### [WORK ORDER]
Beginning with the first line below, please restate each line exactly, down to and including the line containing "1. Discover that".

### [GIVEN RECORDS]

PR #225, opened 2026-03-26
multi: harden directed send and add receiver notification

### LINKED ISSUE #223: Add receiver-side notification for in-round (InRon) VTXO sends
## Context

From PR #176 [comment](https://github.com/lightninglabs/darepo-client/pull/176#issuecomment-4086784845):

For OOR sends, we have the indexer and the receiver can hit it to know when something is sent to them and to get all the checkpoints, etc. For **in-round sends**, we don't have anything analogous — the receiver currently has no way to know that they have a new InRon VTXO.

## Problem

When an in-round send completes, the **receiver** is not notified. They have no mechanism to:

1. Discover that a new InRon VTXO was created for them.
2. Fetch the relevant information (proofs, checkpoint data, etc.).
3. Import and recognize the VTXO as their own.

## Proposed Solution

Add plumbing so the server sends a push notification to the receiver for in-round sends, similar to how it already does for OOR sends. This should allow the receiver to:

- Be notified that a new InRon VTXO exists.
- Retrieve all necessary information about the VTXO.
- Import and recognize the VTXO in their local wallet state.

## References

- PR #176 (SendVTXO in-round send implementation)

ellemouton:
## Summary

Follow-up to #176. Addresses security hardening, ownership model
improvements, and receiver-side VTXO materialization for in-round
directed sends.

Closes #223.

### 1. Hardening (`74fc7c7`)

- Validate recipient amounts against 21M BTC cap with overflow-safe addition
- Replace `releaseAndFail` with `defer` + `committed` pattern so panics don't leak `PendingForfeitState` VTXOs
- Use `context.WithoutCancel` for deferred forfeit release (survives client disconnection)
- Cap recipients at 256 in RPC validation

### 2. Replace `IsOwner` with `OwnedScriptChecker` (`e4f5aa9`)

- Add `OwnedScriptChecker` interface to round FSM's `ClientEnvironment`
- VTXO ownership is now data-driven: checked against `owned_receive_scripts` DB store
- Remove `IsOwner` from `VTXOIntent` and `VTXORequest`
- Add `OwnedScriptRegistrar` interface on round actor — registers pkScripts for boarding, refresh, and change VTXOs at intent time
- Wire adapters into daemon using `OORArtifactPersistenceStore`
- Self-send works correctly (both recipient + change VTXOs persisted)

### 3. Extend `IncomingVTXOEvent` proto (`1d2ead4`)

- Add `pk_script`, `value_sat`, `round_id`, `batch_expiry_height`, `relative_expiry` fields
- For `VTXO_CREATED` events from confirmed rounds, carries enough data for the client to materialize without a follow-up indexer query

### 4. Receiver-side VTXO materialization (`074ce93`)

- New `IncomingVTXOHandler` actor processes `IncomingVTXOEvent` push notifications
- When server publishes a `VTXO_CREATED` event for a round leaf matching a registered receive script:
  1. Looks up pkScript in `owned_receive_scripts`
  2. Derives tapscript from owner key + operator key
  3. Builds `vtxo.Descriptor` from event metadata
  4. Persists via `VTXOPersistenceStore`
  5. Notifies VTXO manager via `VTXOsMaterializedNotification`
- Envelope route registered for `(arkrpc.ArkService, IncomingVTXO)`
- Same receive-script mechanism as OOR — recipient calls `NewOORReceiveScript` once and receives VTXOs from both OOR and in-round sends

## Testing

- All existing tests pass with race detector
- Server-side itest (companion PR): `TestDirectedSendIntegration` verifies bob receives his VTXO via `ListVTXOs`, `TestDirectedSendSelfSend` verifies both VTXOs

## Companion PR

Server-side itest + VTXOEventPublisher: lightninglabs/darepo#205


darepod/incoming_vtxo_handler.go
```diff
@@ -0,0 +1,181 @@
...
+	if h.cfg.VTXOStore != nil {
+		saveErr := h.cfg.VTXOStore.SaveVTXO(
+			lookupCtx, desc,
+		)
+		if saveErr != nil {
+			h.log.Warnf("Failed to save incoming "+
+				"VTXO %s: %v", outpoint, saveErr)
+
+			return fn.Ok[IncomingVTXOResp](nil)
+		}
```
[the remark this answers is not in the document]
ellemouton: ~cc: This is intentional best-effort design. The IncomingVTXOHandler processes server push notifications — returning an error here would only surface to the actor framework, not to any user-facing RPC. The handler will receive the event again on next connection/restart. A warning log is sufficient for operator visibility.

darepod/incoming_vtxo_handler.go
```diff
@@ -0,0 +1,181 @@
...
+	copy(outpoint.Hash[:], op.Txid)
+	outpoint.Index = op.Vout
+
+	h.log.Infof("Received IncomingVTXOEvent: outpoint=%s "+
+		"value=%d round=%s", outpoint, evt.ValueSat,
+		evt.RoundId)
+
+	if h.cfg.ScriptStore == nil {
+		return fn.Ok[IncomingVTXOResp](nil)
+	}
```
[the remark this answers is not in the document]
ellemouton: ~cc: This nil check is for optionality during startup — the handler can be registered before all stores are wired. It's a defensive guard, not a normal code path. Adding a warning here would be noisy since it fires for every event during early init.

darepod/incoming_vtxo_handler.go
```diff
@@ -0,0 +1,181 @@
...
+
+	// Look up the pkScript in owned receive scripts.
+	lookupCtx := context.WithoutCancel(ctx)
+	rec, err := h.cfg.ScriptStore.LookupOwnedReceiveScript(
+		lookupCtx, pkScript,
+	)
+	if err != nil {
+		// Not our script — ignore.
+		return fn.Ok[IncomingVTXOResp](nil)
```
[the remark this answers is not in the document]
ellemouton: ~cc: Agreed this is a design choice. In practice, LookupOwnedReceiveScript returns a 'not found' error for scripts we don't own — which is the common case since the server pushes events for ALL round leaves, not just ours. A follow-up could distinguish 'not found' from unexpected DB errors, but the current behavior is correct for the happy path.

darepod/incoming_vtxo_handler.go
```diff
@@ -0,0 +1,181 @@
...
+	}
+
+	if rec.ClientKey.PubKey == nil {
+		return fn.Ok[IncomingVTXOResp](nil)
+	}
```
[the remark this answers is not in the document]
ellemouton: ~cc: Good callout. A nil PubKey here would indicate a corrupted DB record. Adding a warning log for this case is reasonable — will note as a follow-up improvement.

darepod/incoming_vtxo_handler.go
```diff
@@ -0,0 +1,181 @@
...
+
+	tapscript, err := scripts.VTXOTapScript(
+		rec.ClientKey.PubKey, operatorKey, exitDelay,
+	)
+	if err != nil {
+		h.log.Warnf("Failed to derive tapscript for "+
+			"incoming VTXO %s: %v", outpoint, err)
+
+		return fn.Ok[IncomingVTXOResp](nil)
+	}
```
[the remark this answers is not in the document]
ellemouton: ~cc: This is already logging a warning with the outpoint and error details. The handler is best-effort — the VTXO event will be re-delivered on reconnect. Returning an error to the actor framework wouldn't add recovery capability here.

wallet/wallet.go
```diff
@@ -1407,37 +1415,34 @@ func (a *Ark) handleSendVTXOs(ctx context.Context,
...
+			return
 		}
 
-		return fn.Err[WalletResp](primary)
-	}
+		releaseCtx := context.WithoutCancel(ctx)
+		_ = a.releaseManagerForfeitStrict(
+			releaseCtx, reservedOutpoints,
+		)
+	}()
```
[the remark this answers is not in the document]
ellemouton: ~cc: Agreed — this pattern ensures VTXOs are always released even on context cancellation or panic.

ellemouton:
@claude review this

ellemouton:
~cc: Addressed the review feedback:

**Fixed in this push:**
1. **Logging style** — converted all `Infof`/`Warnf` calls in `incoming_vtxo_handler.go` to structured `InfoS`/`WarnS` with `slog` KV pairs
2. **ValueSat overflow guard** (#6) — added `uint64(math.MaxInt64)` and `MaxSatoshi` check before casting to `btcutil.Amount`
3. **leaves[0] invariant** (#4) — changed `len == 0` guard to `len != 1` assertion with descriptive error
4. **Dry-run release error logging** (#3) — deferred closure now logs `WarnS` on release failure instead of silently discarding
5. **commitTxID comment** (#7) — added comment explaining why outpoint hash == commitment tx ID
6. **KeyLocator zero-value comment** (#5) — documented why Family=0/Index=0 is safe to skip (VTXOOwnerKeyFamily starts at 44)
7. **nil PubKey warning** (#2 partial) — added `WarnS` log for corrupted DB records with nil client pubkey

**Acknowledged as follow-ups:**
- LookupOwnedReceiveScript distinguishing "not found" from DB errors (#2)
- `OORArtifactPersistenceStore` duplication comment (minor nit)
- Dead nil-store guard in `owned_script_checker.go` (minor nit)

wallet/wallet.go
```diff
@@ -1407,37 +1416,41 @@ func (a *Ark) handleSendVTXOs(ctx context.Context,
...
+	// Ensure reserved VTXOs are released if we don't reach the
+	// successful registration at the end. Use a background
+	// context so cleanup survives client disconnection.
+	committed := false
+	defer func() {
+		if committed {
+			return
+		}
+
+		releaseCtx := context.WithoutCancel(ctx)
```
bhandras, line 1425: 👍

darepod/owned_script_checker.go
```diff
@@ -0,0 +1,69 @@
...
+
+// ownedScriptCheckerAdapter implements round.OwnedScriptChecker by
+// looking up pkScripts in the owned_receive_scripts persistence store.
+type ownedScriptCheckerAdapter struct {
+	store *db.OORArtifactPersistenceStore
+}
+
+var _ round.OwnedScriptChecker = (*ownedScriptCheckerAdapter)(nil)
+
+func (a *ownedScriptCheckerAdapter) IsOwnedScript(ctx context.Context,
```
bhandras, line 28: nit: missing godoc.

darepod/owned_script_checker.go
```diff
@@ -0,0 +1,69 @@
...
+	if a.store == nil {
+		return false
+	}
+
+	// Use a context that survives cancellation so the DB lookup
+	// completes even if the caller's context is being torn down
+	// (e.g., during round confirmation in a shutting-down FSM).
+	lookupCtx := context.WithoutCancel(ctx)
+
+	_, err := a.store.LookupOwnedReceiveScript(lookupCtx, pkScript)
```
bhandras, line 40: I don't think this is correct as is, we should instead surface the error and a bool flag if it returns the receive script?

darepod/owned_script_checker.go
```diff
@@ -0,0 +1,69 @@
...
+// persisting pkScripts in the owned_receive_scripts table.
+type ownedScriptRegistrarAdapter struct {
+	store       *db.OORArtifactPersistenceStore
+	operatorKey *btcec.PublicKey
+	exitDelay   uint32
+}
+
+var _ round.OwnedScriptRegistrar = (*ownedScriptRegistrarAdapter)(nil)
+
+func (a *ownedScriptRegistrarAdapter) RegisterOwnedScript(
```
bhandras, line 67: nit: missing godoc

darepod/server.go
```diff
@@ -1899,21 +1899,44 @@ func (s *Server) initRoundActor(ctx context.Context,
...
+	// Build the owned-script checker from the OOR artifact store.
+	// This allows the round FSM to determine which VTXOs belong
+	// to the local wallet by looking up registered receive scripts.
+	var scriptChecker round.OwnedScriptChecker
+	var scriptRegistrar round.OwnedScriptRegistrar
+	if s.db != nil {
+		oorStore := db.NewStore(
+			s.db.DB, s.db.Queries, s.db.Backend(),
+			s.log,
+		).NewOORArtifactStore(clock.NewDefaultClock())
```
bhandras: nit: perhaps we could store the clock in the server and inject it on creation of the server?

round/actor.go
```diff
@@ -1961,6 +1985,35 @@ func (a *RoundClientActor) handleRegisterIntent(ctx context.Context,
...
+
+			if vtxo.OwnerKey.KeyLocator == (keychain.KeyLocator{}) { //nolint:ll
+				continue
+			}
+
+			regErr := a.cfg.OwnedScriptRegistrar.RegisterOwnedScript( //nolint:ll
+				ctx, vtxo.PkScript, vtxo.OwnerKey,
+			)
+			if regErr != nil {
+				a.log.WarnS(ctx,
```
bhandras: Why only warn here?

darepod/incoming_vtxo_handler.go
```diff
@@ -0,0 +1,208 @@
...
+	IncomingVTXOMsg, IncomingVTXOResp] {
+
+	return actor.NewServiceKey[IncomingVTXOMsg, IncomingVTXOResp](
+		incomingVTXOServiceKeyName,
+	)
+}
+
+// IncomingVTXOHandlerConfig holds the handler's dependencies.
+type IncomingVTXOHandlerConfig struct {
+	Log         fn.Option[btclog.Logger]
```
bhandras: nit: missing godocs.

darepod/incoming_vtxo_handler.go
```diff
@@ -0,0 +1,208 @@
...
+	evt := msg.Event
+	if evt == nil ||
+		evt.Type != arkrpc.VTXOEventType_VTXO_EVENT_TYPE_CREATED {
+
+		return fn.Ok[IncomingVTXOResp](nil)
+	}
+
+	op := evt.GetOutpoint()
+	if op == nil || len(op.Txid) != 32 {
+		return fn.Ok[IncomingVTXOResp](nil)
```
bhandras: Should we print a warning log here? This should not normally happen (same for empty pkscript).

darepod/incoming_vtxo_handler.go
```diff
@@ -0,0 +1,208 @@
...
+
+// Receive processes IncomingVTXOEvent messages.
+func (h *IncomingVTXOHandler) Receive(ctx context.Context,
+	msg IncomingVTXOMsg) fn.Result[IncomingVTXOResp] {
+
+	evt := msg.Event
+	if evt == nil ||
+		evt.Type != arkrpc.VTXOEventType_VTXO_EVENT_TYPE_CREATED {
+
+		return fn.Ok[IncomingVTXOResp](nil)
```
bhandras: IIUC this always need to be `VTXOEventType_VTXO_EVENT_TYPE_CREATED` right? Maybe we could add some debug logging in case something else is coming through.

darepod/incoming_vtxo_handler.go
```diff
@@ -0,0 +1,208 @@
...
+		slog.String("outpoint", outpoint.String()),
+		slog.Uint64("value_sat", evt.ValueSat),
+		slog.String("round_id", evt.RoundId))
+
+	if h.cfg.ScriptStore == nil {
+		return fn.Ok[IncomingVTXOResp](nil)
+	}
+
+	// Look up the pkScript in owned receive scripts.
+	lookupCtx := context.WithoutCancel(ctx)
```
bhandras: Do we strictly need withoutcancel here?

darepod/incoming_vtxo_handler.go
```diff
@@ -0,0 +1,208 @@
...
+	rec, err := h.cfg.ScriptStore.LookupOwnedReceiveScript(
+		lookupCtx, pkScript,
+	)
+	if err != nil {
```
bhandras, line 24: Perhaps we could specifically only skip not-found errors (or even just log) otherwise surface the error.

darepod/incoming_vtxo_handler.go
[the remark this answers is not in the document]
bhandras: I'd say this more signals a database error or schema inconsistency which we should surface.

darepod/rpc_server.go
```diff
@@ -656,14 +664,26 @@ func (r *RPCServer) SendVTXO(ctx context.Context,
 			)
 		}
 
-		if out.AmountSat <= 0 {
+		const maxAmountSat int64 = 21_000_000 * 1e8
```
bhandras: nit: `btcutil.MaxSatoshi`

darepod/incoming_vtxo_handler.go
```diff
@@ -0,0 +1,208 @@
...
+
+	desc := &vtxo.Descriptor{
+		Outpoint:       outpoint,
+		Amount:         btcutil.Amount(evt.ValueSat),
+		PkScript:       pkScript,
+		OwnerKey:       rec.ClientKey,
+		OperatorKey:    operatorKey,
+		TapScript:      tapscript,
+		RoundID:        evt.RoundId,
+		CommitmentTxID: commitTxID,
```
bhandras: codex: `outpoint.Hash` here is the leaf txid, not the round commitment txid. `GetNonAnchorOutpoint` derives the outpoint from the leaf transaction, while the rest of the client uses `CommitmentTxID` for commitment-lineage metadata. Storing the leaf txid under `CommitmentTxID` will leave these descriptors with inconsistent ancestry information.

darepod/incoming_vtxo_handler.go
```diff
@@ -0,0 +1,208 @@
...
+		BatchExpiry:    evt.BatchExpiryHeight,
```
bhandras: codex: This assumes `evt.BatchExpiryHeight` is already an absolute height, but the companion server PR currently populates it from `Terms.SweepDelay` when publishing the event. The rest of the client treats `BatchExpiry` as an absolute block height, so a received VTXO will look immediately critical/expired on any chain height greater than the sweep delay. Can we either send `confirmation_height + sweep_delay` from the server or recompute it here?

darepod/incoming_vtxo_handler.go
bhandras, line 24: codex: Returning `Ok` on store/materialization failures makes this mailbox event effectively lossy. `IncomingVTXOEvent` is delivered via `Tell`, so once we ack it there is no retry path here; a transient DB issue during lookup/save would silently drop the receive. Could we distinguish `not found` from real store errors and surface the latter instead of swallowing them?

litbot-9000:

darepod/rpc_server.go
```diff
@@ -635,11 +635,19 @@ func (r *RPCServer) SendVTXO(ctx context.Context,
 		return nil, err
 	}
 
+	const maxRecipients = 256
```
Roasbeef, line 640: Should make an issue to tune this param later.

wallet/wallet.go
```diff
@@ -1361,10 +1361,19 @@ func (a *Ark) handleSendVTXOs(ctx context.Context,
 			))
 		}
 
-		if r.Amount <= 0 {
+		const maxAmount btcutil.Amount = 21_000_000 * 1e8
```
Roasbeef: Can use `btcutil.MaxSatoshi` here again.

round/transitions.go
```diff
@@ -1660,34 +1663,29 @@ func buildOwnedClientVTXOs(intents Intents, trees map[SignerKey]*tree.Tree,
...
-				OperatorKey: req.OperatorKey,
-				TreePath:    clientTree,
-				RoundID:     fn.Some(roundID),
-			})
+		if len(leaves) != 1 {
+			return nil, fmt.Errorf("expected exactly "+
+				"1 leaf for signing key, got %d",
+				len(leaves))
 		}
+		leaf := leaves[0]
```
Roasbeef, line 1682: We now assume a single leaf here?

arkrpc/indexer.proto
```diff
@@ -472,11 +472,30 @@ message ListVTXOEventsByScriptsResponse {
...
+// the VTXO without a follow-up indexer query.
 message IncomingVTXOEvent {
     uint64 event_id = 1;
     VTXOEventType type = 2;
     OutPoint outpoint = 3;
     VTXOStatus status = 4;
+
+    // pk_script is the VTXO output script. Present for CREATED events
+    // so the client can match against registered receive scripts.
+    bytes pk_script = 5;
```
Roasbeef, line 502: Perhaps we should use an enum/oneof here to add more structure to the proto? So we can more easily distinguiish if this is a new VTXO from an in round send, or an oor.

darepod/incoming_vtxo_handler.go
```diff
@@ -0,0 +1,208 @@
...
+	Log         fn.Option[btclog.Logger]
+	ScriptStore *db.OORArtifactPersistenceStore
+	VTXOStore   *db.VTXOPersistenceStore
+	VTXOManager actor.TellOnlyRef[vtxo.ManagerMsg]
+}
+
+// IncomingVTXOHandler materializes VTXOs from IncomingVTXOEvent
+// notifications pushed by the server's indexer after round
+// confirmation.
+type IncomingVTXOHandler struct {
```
Roasbeef: Let's move this to a new package? Similar to the other actor sub-ssytems, then we can write some dierct unit tests against it.

Roasbeef: Can go in the `vtxo` package perhaps

darepod/server.go
```diff
@@ -1163,10 +1167,47 @@ func (s *Server) buildEventRoutes() *serverconn.EventRouter {
...
+	s.registerIncomingVTXOEventRoute(router)
 
 	return router
 }
 
+// registerIncomingVTXOEventRoute registers the IncomingVTXO push event
+// route. When the server publishes a VTXO_CREATED event for a round
+// leaf matching a registered receive script, this route dispatches it
+// to the incoming VTXO handler actor for materialization.
+func (s *Server) registerIncomingVTXOEventRoute(
```
Roasbeef, line 1467: 👍

darepod/server.go
```diff
@@ -1163,10 +1167,47 @@ func (s *Server) buildEventRoutes() *serverconn.EventRouter {
...
+
+	vtxoKey := IncomingVTXOServiceKey()
+
+	serverconn.AddRoute(router, serverconn.EventRouteConfig[
+		IncomingVTXOMsg, IncomingVTXOResp,
+	]{
+		Service: arkServiceName,
+		Method:  MethodIncomingVTXO,
+		NewEvent: func() proto.Message {
+			return &arkrpc.IncomingVTXOEvent{}
```
Roasbeef, line 1478: Ah so we added this, but it wasn't actuall used for the oor flow?

Roasbeef:
## Review comment resolutions

Pushed a force-update with all fixups squashed into their target commits. Here's what changed:

### Commit 1: `multi: harden directed send validation and cleanup`
- Replaced raw `21_000_000 * 1e8` with `btcutil.MaxSatoshi` in both `rpc_server.go` and `wallet.go` (@Roasbeef, @bhandras)
- Added `TODO(#241)` for maxRecipients cap tuning (@Roasbeef) — issue created at #241

### Commit 2: `multi: replace IsOwner flag with OwnedScriptChecker`
- Added godocs to `ownedScriptCheckerAdapter.IsOwnedScript` and `ownedScriptRegistrarAdapter.RegisterOwnedScript` (@bhandras)
- Changed `IsOwnedScript` return type from `bool` to `fn.Result[bool]` — distinguishes not-found from real store errors (@bhandras)
- Updated `ownedScriptCheckerAdapter` to return `fn.Err` on real DB errors, `fn.Ok(false)` on `sql.ErrNoRows`
- Escalated `RegisterOwnedScript` failure from warn log to error return in `round/actor.go` (@bhandras)
- Stored `clock.Clock` in `Server` struct, replaced all 8 `clock.NewDefaultClock()` calls with `s.clk` (@bhandras)
- Expanded single-leaf-per-signer comment in `transitions.go` to explain the invariant (@Roasbeef)

### Commit 3: `arkrpc: add pkScript, value, and round metadata to IncomingVTXOEvent`
- Added `VTXOOrigin` enum (`IN_ROUND` / `OOR`) to distinguish VTXO creation paths (@Roasbeef)
- Added `commitment_txid` field for round commitment tx (distinct from leaf txid in outpoint) (@bhandras/codex)
- Clarified `batch_expiry_height` proto comment: server MUST send absolute height (`confirmation_height + sweep_delay`) (@bhandras/codex)

### Commit 4: `darepod: add IncomingVTXOEvent handler for round VTXO receipt`
- **Moved handler to `vtxo` package** with `OwnedScriptLookup` and `VTXOSaver` interfaces for testability (@Roasbeef)
- Added `ownedScriptLookupAdapter` in darepod to bridge `db.OORArtifactPersistenceStore` → `vtxo.OwnedScriptLookup`
- Added 4 unit tests: owned script, unowned script, non-CREATED event, nil event
- Added field-level godocs to `IncomingVTXOHandlerConfig` (@bhandras)
- Added debug logging for non-CREATED event types, warning for nil outpoint/pkScript (@bhandras)
- Removed unnecessary `context.WithoutCancel` (@bhandras)
- Distinguished `sql.ErrNoRows` (not-found) from real store errors — returns `fn.Err` on real failures (@bhandras/codex)
- Changed `SaveVTXO` failure from warn+Ok to `fn.Err` return (@bhandras)
- Used `commitment_txid` from event instead of leaf txid for `CommitmentTxID` field (@bhandras/codex)

### Not changed (by design)
- `server.go:1190` route registration: confirmed this is intentionally a new route for in-round sends, separate from OOR event routes (@Roasbeef)

Roasbeef (approved):
LGTM 🛩️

### [RESULT]
PR #225, opened 2026-03-26
multi: harden directed send and add receiver notification

### LINKED ISSUE #223: Add receiver-side notification for in-round (InRon) VTXO sends
## Context

From PR #176 [comment](https://github.com/lightninglabs/darepo-client/pull/176#issuecomment-4086784845):

For OOR sends, we have the indexer and the receiver can hit it to know when something is sent to them and to get all the checkpoints, etc. For **in-round sends**, we don't have anything analogous — the receiver currently has no way to know that they have a new InRon VTXO.

## Problem

When an in-round send completes, the **receiver** is not notified. They have no mechanism to:

1. Discover that a new InRon VTXO was created for them.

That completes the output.